L’exécution est décentralisée. Le cardiologue concerné participe activement à sa défense. Nous faisons évidemment appel à des experts (le plus célèbre aura été l’Académie Française pour la définition des mots « soin » et « séance »), et à des juristes, pour la procédure, mais le maître d’oeuvre doit rester le cardiologue.

Application de l’article 8 (acte global) sans le syndicat.

Lorsqu’un acte principal, qualifié d’acte global, était coté, les caisses estimaient que tous les autres actes, pratiqués immédiatement avant, ou dans les vingt jours qui suivaient, étaient inclus dans la cotation de cet acte global et devaient donc être pratiqués gratuitement !

Nous allons voir ce que serait devenue la pratique en clinique s’il n’y avait pas eu le syndicat des cardiologues pour contrer cette interprétation erronée de la nomenclature. Précisons que les exemples qui suivent ne sont pas des situations fictives, mais bien de cas concrets, qui se sont répétés à une certaine époque, et qui auraient été généralisés si nous n’avions pas pu obtenir une jurisprudence favorable.

Imaginons donc le sort du pauvre (dans tous les sens du terme…) cardiologue exerçant en clinique, s’il n’y avait pas eu son syndicat :

– après implantation de pacemakers : tous les actes de diagnostic (électrocardiogrammes, surveillances monitorisées, échocardiogrammes…) sont gratuits ;

– après angioplastie coronaire, c’est la même chose. Ainsi par exemple, après angioplastie primaire d’un infarctus, il n’est plus possible de coter de K30 pendant vingt jours. Le cardiologue de garde travaille jours et nuits pour rien ;

– électrocardiogramme postopératoire après chirurgie générale : si l’on ne peut pas prouver qu’il y a eu une pathologie intercurrente, ce qui est fréquent après appel pour un simple symptôme, c’est gratuit ;

– après un His ou une coronarographie: tout est gratuit pendant vingt jours ;

– His avant pacemaker : l’exploration doit être faite gratuitement ;

– montée de sonde avec ultérieurement implantation de pacemaker : tant pis pour le cardiologue de garde qui a monté la sonde. Il aura eu la satisfaction professionnelle de ne plus voir son malade syncoper (ce qui évidemment est essentiel), mais en ce qui concerne ses honoraires, il aura pris des rayons pour rien.

Jurisprudence concernant l’article 8

– 36 jugements de TASS. – 2 arrêts de Cours d’Appel. – 15 arrêts de la Cour de Cassation.

L’importance de cette jurisprudence témoigne de l’opiniâtreté des caisses à laquelle a répondu la nôtre.

Article 20 (C08) sans le syndicat.

Un cardiologue suit son malade en clinique.
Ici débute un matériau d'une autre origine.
PR #2136, opened 2017-04-26
INT-4265: Add Java DSL .routeByError() EIP-method

artembilan:
JIRA: https://jira.spring.io/browse/INT-4265

* Add `.routeByError()` EIP-method to the `IntegrationFlowDefinition`
based on the `ErrorMessageExceptionTypeRouter`
* Add missed `dynamicChannelLimit()` option to the `RouterSpec`
* Rework `RouterSpec#RouterMappingProvider` into the `ContextRefreshedEvent`
phase initialization to be sure that dependent `MappingMessageRouterManagement`
is fully initialized before applying mapping conversions

### DIFF
--- a/spring-integration-core/src/main/java/org/springframework/integration/dsl/IntegrationFlowDefinition.java
+++ b/spring-integration-core/src/main/java/org/springframework/integration/dsl/IntegrationFlowDefinition.java
@@ -2034,7 +2034,7 @@ public abstract class IntegrationFlowDefinition<B extends IntegrationFlowDefinit
 	 * Typically used with a Java 8 Lambda expression:
 	 * <pre class="code">
 	 * {@code
-	 *  .routeByError(r -> r
+	 *  .routeByException(r -> r
 	 *      .channelMapping(IllegalArgumentException.class, "illegalArgumentChannel")
 	 *      .subFlowMapping(MessageHandlingException.class, sf ->
 	 *                                sf.handle(...))
@@ -2043,8 +2043,9 @@ public abstract class IntegrationFlowDefinition<B extends IntegrationFlowDefinit
 	 * </pre>
 	 * @param routerConfigurer the {@link Consumer} to provide {@link ErrorMessageExceptionTypeRouter} options.
 	 * @return the current {@link IntegrationFlowDefinition}.
+	 * @see ErrorMessageExceptionTypeRouter
 	 */
-	public B routeByError(
+	public B routeByException(
 			Consumer<RouterSpec<Class<? extends Throwable>, ErrorMessageExceptionTypeRouter>> routerConfigurer) {
 		return route(new RouterSpec<>(new ErrorMessageExceptionTypeRouter()), routerConfigurer);
 	}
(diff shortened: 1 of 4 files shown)


spring-integration-core/src/main/java/org/springframework/integration/dsl/RouterSpec.java
```diff
@@ -178,28 +198,31 @@ void addMapping(Object key, NamedComponent channel) {
...
-			}
-			for (Map.Entry<Object, NamedComponent> entry : this.mapping.entrySet()) {
-				Object key = entry.getKey();
-				String channelKey;
-				if (key instanceof String) {
-					channelKey = (String) key;
-				}
-				else if (key instanceof Class) {
-					channelKey = ((Class<?>) key).getName();
+		public void onApplicationEvent(ContextRefreshedEvent event) {
```
garyrussell: Shouldn't we confirm that the event context is this bean's declaring context?

spring-integration-core/src/main/java/org/springframework/integration/dsl/IntegrationFlowDefinition.java
```diff
@@ -2029,6 +2030,26 @@ public B routeToRecipients(Consumer<RecipientListRouterSpec> routerConfigurer) {
...
+	 *      .channelMapping(IllegalArgumentException.class, "illegalArgumentChannel")
+	 *      .subFlowMapping(MessageHandlingException.class, sf ->
+	 *                                sf.handle(...))
+	 *    )
+	 * }
+	 * </pre>
+	 * @param routerConfigurer the {@link Consumer} to provide {@link ErrorMessageExceptionTypeRouter} options.
+	 * @return the current {@link IntegrationFlowDefinition}.
+	 */
+	public B routeByError(
```
garyrussell: Perhaps `routeByThrowable` would be more correct?

The javadocs for `ErrorMessageExceptionTypeRouter` are incorrect too (`Exception` Vs. `Throwable`).

garyrussell (changes requested):

spring-integration-core/src/main/java/org/springframework/integration/dsl/IntegrationFlowDefinition.java
artembilan: Well, `ErrorMessage` accepts `Throwable`, too...
We don't pursue here the strong alignment with types we use. Just human-friendly is enough, IMO...

spring-integration-core/src/main/java/org/springframework/integration/dsl/RouterSpec.java
artembilan: I think so. Will fix.
Thanks

spring-integration-core/src/main/java/org/springframework/integration/dsl/IntegrationFlowDefinition.java
garyrussell: I agree, but specifically, here (and in the EMTR), we are routing on a `Throwable` payload, not an `ErrorMessage`.

garyrussell: `Error` has a meaning in Java and we shouldn't mislead.

artembilan:
Pushed. But I renamed it into `routeByException` . Somehow I don't feel comfort with all those `.able()` in the public method API names...
If you insist, I'll rename to the `routeByThrowable()`. That is just IMHO...

garyrussell:
Merged as f03356ccbcdf4394e7ab3daeeb3a7362a856e5f8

Les jours où il ne fait pas d’acte technique, il cote sa surveillance quotidienne C08. Si l’état du malade nécessite l’intervention d’un spécialiste d’une autre spécialité le cardiologue aurait dû ce jour là, s’il n’y avait pas eu le syndicat, voir son patient gratuitement.

Jurisprudence concernant l’article 20

– 6 jugements de TASS. – 1 arrêt de Cour d’Appel. – 1 arrêt de la Cour de Cassation

Électrocardiogramme en clinique sans le syndicat.

La cotation aurait été C08 + K6,5 au lieu de CS08 + K6,5.

Jurisprudence

– 12 jugements de TASS. – 2 arrêts de Cour d’Appel. – 2 arrêts de Cour de Cassation.

Une première conclusion Pour le cardiologue exerçant en clinique, la cotisation au syndicat des cardiologues a un meilleur rendement que le meilleur placement du siècle.

Il en est de même pour la cardiologie ambulatoire, ainsi que nous l’expliquons dans un second article.